Walking back across the courtyard we admired the keep from the inside before heading up some steps and into a whole section of the bed chambers. Huge fireplaces were in each room with carved surroundings and the massive windows that the castle seemed to have in plenty.

Small rooms led off some of them where the toilets of the time would have been, looking across the courtyard, we could see the restoration area, very much a work in progress to protect the castle for generations to come.

The castle was incredibly beautiful and one of the best I have seen, happily the women and the corgi all agreed as we walked back to the car to drive to the last destination of the day.

The Dumfries and Galloway Aviation Museum is a volunteer operated aviation museum located in and around the World War II era watch tower (control tower) at the former RAF Dumfries, located two miles northeast of the centre of Dumfries. The control tower was in service from June 1940 until 1957, when it closed. The site was sold to a private company in 1960 and the museum founded in 1977 by the Dumfries and Galloway Aviation Group.

Having paid for our tickets a lovely gent pointed us towards the spitfire shed recommending that we visit that first as he had a school trip arriving in ten minutes who were going in there first. I needed no further telling and raced across the grass to check it out before the minors arrived. Inside was a lovely Submarine Spitfire Mk2A which had been made in Birmingham which made me chuckle.  It was in brilliant condition but display cases around the shed showed us some of the damaged pieces that had come from it when it crashed into Loch Doon in 1941. Fully restored now it was fascinating to see what had been damaged.

The next shed along told us about the RAF in the area with lots of relics including a front gun turret which was tiny inside, even a squeeze for me.

Some of the sheds were still being built and filled but had some interesting planes and helicopters nearby waiting to go inside.

The square control tower came next with the ground floor filled with engines from the fighter planes that had once taken to the skies.

As we climbed up to each floor we found exhibits galore from weapons to uniforms and the life storied of some of the men who had served there.

The top floor of the tower was great, set up as it would have been during the war years with typewriters that would have weighed more than a small car today.

We headed back downstairs and went over to admire the planes that live outside, all looked worn and as though their lives had taken its toll, but I liked that, restoration is great but seeing them as they had finished their flying days was better.

We were able to look inside one and the space for the crew was tiny, how on earth did grown men fit into them I wondered.

Across the grass from them was a Dig for Victory Garden and an Anderson shelter, having taken some pictures, we cut across the path to a small British Airways plane.

Inside was all intact with lots of leg room and tables to be sociable at during the flight, the cockpit was a mass of switches and panels, far to complicated to work out what anything did.

A long shed housed an exhibition on the home front with posters and room sets of how life would have been during the second world war for those not actively fighting for peace.
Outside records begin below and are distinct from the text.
PR #4694, opened 2025-04-21
[Issue #4479] Add competition transformer

### LINKED ISSUE #4479: Competition - Create a transform job for the competition table
### Summary
After https://github.com/HHS/simpler-grants-gov/issues/4478 has been completed

We want to transform the TCompetition staging table into our Competition table format. This _must_ follow the existing patterns for how we process transforming other tables. The exact way in which we process these tables needs to be followed exactly including:
* Fetching all of the relevant table rows up front in the query (performance + SQLAlchemy caching reasons)
* Structure of functions, order of operations (process deletes the same, including allowing for orphaned records)
* Inserts/updates must work _exactly_ the same, and updates should call `db_session.merge` NOT `db_session.add` (SQLAlchemy caching necessitates this behavior, updates can get lost or done incorrectly otherwise). This also means for updates we don't modify the value we fetched from the DB, but make a new one and merge it.
* Error handling structured the same, any transform issues should raise a ValueError which is caught, logged, and the next record set is processed.

One major thing to call out is how a competition connects to an opportunity in the old system. These always needed to go via an `opportunity_cfda` (now opportunity assistance listing). We don't import all opportunity assistance listings into our system because many of them are empty/null. Competitions are the reason they're null because sometimes folks wanted a competition on an opportunity, but didn't want an actual assistance listing. To account for this, we'll need to join with the `opportunity_cfda` record so we know the opportunity ID. This will require some adjustments to the logic to fetch the data upfront most likely. This is likely the most complex part of this beyond "following the general pattern".

#### Field Mapping

If a field mapping doesn't provide any further details, assume it can be copied as is without modification. Some fields require additional processing to fit into our schema and are called out.

* `comp_id` -> `legacy_competition_id`
* n/a -> `opportunity_id`- see above
* `opp_cfda_id` -> `opportunity_assistance_listing_id` - see above, should point to the assistance listing record IF we have it / it wasn't the weird null case.
* `competitionid` -> `public_competition_id`
* `package_id` -> `legacy_package_id`
* `competitiontitle` -> `competition_title`
* `openingdate` -> `opening_date`
* `closingdate` -> `closing_date`
* `graceperiod` -> `grace_period`
* `contactinfo` -> `contact_info`
* `familyid` -> `form_family_id` - See below for mapping to our enum
* `opentoapplicanttype` -> `open_to_applicants` - See below for mapping to our one-to-many enum
* `electronic_required` -> `is_electronic_required` - Values can be `Y` or `N`, use our existing `convert_yn_bool` function to convert.
* `expected_appl_num` -> `expected_application_count`
* `expected_appl_size` -> `expected_application_size_mb`
* `ismulti` -> `is_multi_package` - Values can be `Y` or `N`, use our existing `convert_yn_bool` function to convert.
* `agency_dwnld_url` -> `agency_download_url`
* `is_wrkspc_compatible` -> `is_legacy_workspace_compatible` - Values can be `Y` or `N`, use our existing `convert_yn_bool` function to convert.
* `sendmail` -> `can_send_mail` - Values can be `Y` or `N`, use our existing `convert_yn_bool` function to convert.
* `created_date`/`last_upd_date` -> `created_at`/`updated_at` - Use the `transform_update_create_timestamp` util that already exists, it handles the complexity in copying this value over.

Family ID in the Oracle DB is an integer that we should map to our enum value for FormFamily as follows:
* 12 -> SF-424 Individual
* 14 -> R&R
* 15 -> SF-424
* 16 -> SF-424 Mandatory
* 17 -> SF-424 Short Organization
* null -> null
Any other values should raise a ValueError

`opentoapplicanttype` is a single value in the old system, but we're changing it to a one-to-many lookup value as follows:
* 1 -> `organization`
* 2 -> `individual`
* 3 -> `organization` AND `individual` - we should insert two records for this case
* null -> Add neither

### Acceptance criteria

- [ ] Created the job following the same structure as our other transform jobs
- [ ] Thorough tests added for all common cases and error cases (see other transform tests)

mikehgrantsgov:
## Summary
Fixes #4479

## Changes proposed
Add competition transformer
Create relevant tests for various transformer scenarios
Update factories and conftest

## Context for reviewers
Important note is how a competition connects to an opportunity in the old system. For various reasons in the ticket, we join the opportunity_cfda record so we know the opportunity ID.  Otherwise the general transformer pattern is implemented here.

## Additional information
See unit tests for scenarios. Can be broken into smaller PRs if review proves difficult.


api/src/data_migration/transformation/subtask/transform_competition.py
```diff
@@ -0,0 +1,236 @@
...
+            ).scalar_one_or_none()
+
+            if opportunity_cfda:
+                opportunity_id = opportunity_cfda.opportunity_id
+                opportunity_assistance_listing_id = opportunity_cfda.opp_cfda_id
+
+                # Make sure the opportunity exists in our target table
+                opportunity = self.db_session.execute(
+                    select(Opportunity).where(Opportunity.opportunity_id == opportunity_id)
+                ).scalar_one_or_none()
```
chouinar, line 87: Could we move the fetching of these to the function that calls this? That way we can keep the process function just focused on processing the already fetched values / follow the rough pattern of the other transform jobs. It's fine if when they get passed into this method they're null, we can handle the cases for that

api/src/data_migration/transformation/subtask/transform_competition.py
```diff
@@ -0,0 +1,236 @@
...
+            source_competition.transformed_at = self.transform_time
+            return
+
+        # Find the related opportunity and opportunity_assistance_listing
+        opportunity_id = None
+        opportunity_assistance_listing_id = None
+
+        # One major thing to call out is how a competition connects to an opportunity in the old system.
+        # These always needed to go via opportunity_cfda (now opportunity assistance listing).
+        if source_competition.opp_cfda_id is not None:
```
chouinar, line 72: Could we invert this and raise an error if it happens? While the column is nullable, at least in prod there aren't any cases of it actually being null, so it's definitely an edge case where we should be made aware of it.


```suggestion
        # One major thing to call out is how a competition connects to an opportunity in the old system.
        # These always needed to go via opportunity_cfda (now opportunity assistance listing).
        if source_competition.opp_cfda_id is None:
             raise ValueError("Some sort of message")
        ...
```

api/src/data_migration/transformation/subtask/transform_competition.py
```diff
@@ -0,0 +1,236 @@
...
+        # To avoid incrementing metrics for records we fail to transform, record
+        # here whether it's an insert/update and we'll increment after transforming
+        is_insert = target_competition is None
+
+        if opportunity_id is None:
+            logger.warning(
+                "Competition references opportunity that doesn't exist",
+                extra={**extra, "opportunity_id": opportunity_id},
+            )
+            return
```
chouinar, line 106: We should maintain the same structure as the other transform jobs. If the opportunity were null here, that should be an error.

I know it's being very pedantic, but the if/elif/else structure is necessary for a lot of weird eccentricities in how the SQLAlchemy caching/legacy data come together (to be perfectly honest, I don't 100% understand it, I just know the pattern that works).

```
if is_deleted:
   # handle delete
elif opportunity is None:
   raise ValueError(..)
else: # insert/update
   ...

logger.info("Processed ...", extra=extra)
source_competition.transformed_at = self.transform_time
```

api/src/data_migration/transformation/subtask/transform_competition.py
```diff
@@ -0,0 +1,236 @@
...
+    target_competition.agency_download_url = source_competition.agency_dwnld_url
+
+    # is_wrkspc_compatible is a required field in the source table but optional in the target
+    # This value should always exist in the source table
+    target_competition.is_legacy_workspace_compatible = transform_util.convert_yn_bool(
+        source_competition.is_wrkspc_compatible
+    )
+
+    target_competition.can_send_mail = transform_util.convert_yn_bool(source_competition.sendmail)
+    target_competition.opportunity_assistance_listing_id = opportunity_assistance_listing_id
```
chouinar, line 192: Nit: could we put this one with the other simple copy values around like ~156?

api/src/data_migration/transformation/subtask/transform_competition.py
```diff
@@ -0,0 +1,236 @@
...
+
+    return form_family_map[form_family_id]
+
+
+def transform_open_to_applicants(applicant_type: int | None) -> set[CompetitionOpenToApplicant]:
+    """Transform the legacy open to applicant type to the new set of enum values."""
+    if applicant_type is None:
+        return set()
+
+    print(applicant_type)
```
chouinar, line 226:
```suggestion

```

api/src/data_migration/transformation/transform_oracle_data_task.py
```diff
@@ -49,6 +50,7 @@ class TransformOracleDataTaskConfig(PydanticBaseEnvConfig):
     enable_opportunity_attachment: bool = (
         True  # TRANSFORM_ORACLE_DATA_ENABLE_OPPORTUNITY_ATTACHMENT
     )
+    enable_competition: bool = True  # TRANSFORM_ORACLE_DATA_ENABLE_COMPETITION
```
chouinar, line 53: Let's disable this by default, and manually test it after we merge it. The job will probably take a while to run and we don't want two hourly jobs running on top of each other.

api/src/data_migration/transformation/subtask/transform_competition.py
mikehgrantsgov: Refactored this and updated the test, too.

api/src/data_migration/transformation/subtask/transform_competition.py
mikehgrantsgov: Updated this, too.

api/src/data_migration/transformation/subtask/transform_competition.py
mikehgrantsgov: Moved this up.

api/src/data_migration/transformation/subtask/transform_competition.py
```diff
@@ -0,0 +1,238 @@
...
+                    ).scalar_one_or_none()
+
+                    if not opportunity:
+                        logger.warning(
+                            "Competition references opportunity that doesn't exist in target schema",
+                            extra={
+                                "competition_id": source_competition.comp_id,
+                                "opportunity_id": opportunity_id,
+                            },
+                        )
```
chouinar, line 58: Let us not log a warning here - there is a non-problematic scenario where this can happen - if the opportunity was deleted, and we're processing the competition's delete, then this is actually expected (we would have recursively deleted the competition already - also why the if/elif/else is important in the other function).
```suggestion

```

Actually - we don't currently have a relationship between opportunity and competition (and opportunity should be aware of its competitions) - if we tried to delete the opportunity right now and it had a competition, we'd get a Postgres error - could we add that relationship with the cascade delete stuff?

api/tests/src/data_migration/transformation/conftest.py
```diff
@@ -801,3 +808,243 @@ def validate_opportunity_attachment(
...
+    is_already_processed: bool = False,
+    opportunity: Opportunity | None = None,
+    opportunity_assistance_listing_id: int | None = None,
+    source_values: dict | None = None,
+    all_fields_null: bool = False,
+) -> staging.competition.Tcompetition:
+    """Setup a competition record for testing transformation"""
+
+    # Default values for non-nullable fields
+    values = {
```
chouinar, line 826: There could be fields that for our test we want a certain way but would relying on the factories to generate these with some variance be fine?

mikehgrantsgov: Good call, I removed this to allow some more variability and defer to the factories.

The final shed was based around the much more recent wars with uniforms and a large glider taking centre stage.

I stopped to admire a large array of parachutes before a plane part caught my eye, it had been signed by many pilots all giving their service numbers.

An Argentine field kitchen looked fresh from the factory but had seen active service in 1982.

With the raining restarting we raced into the museums café which was lovely and looking as though we had arrived in the middle of the war years with its décor, no food on offer other than biscuits but you can’t beat a bikkie and a cuppa which would hopefully keep me going until teatime.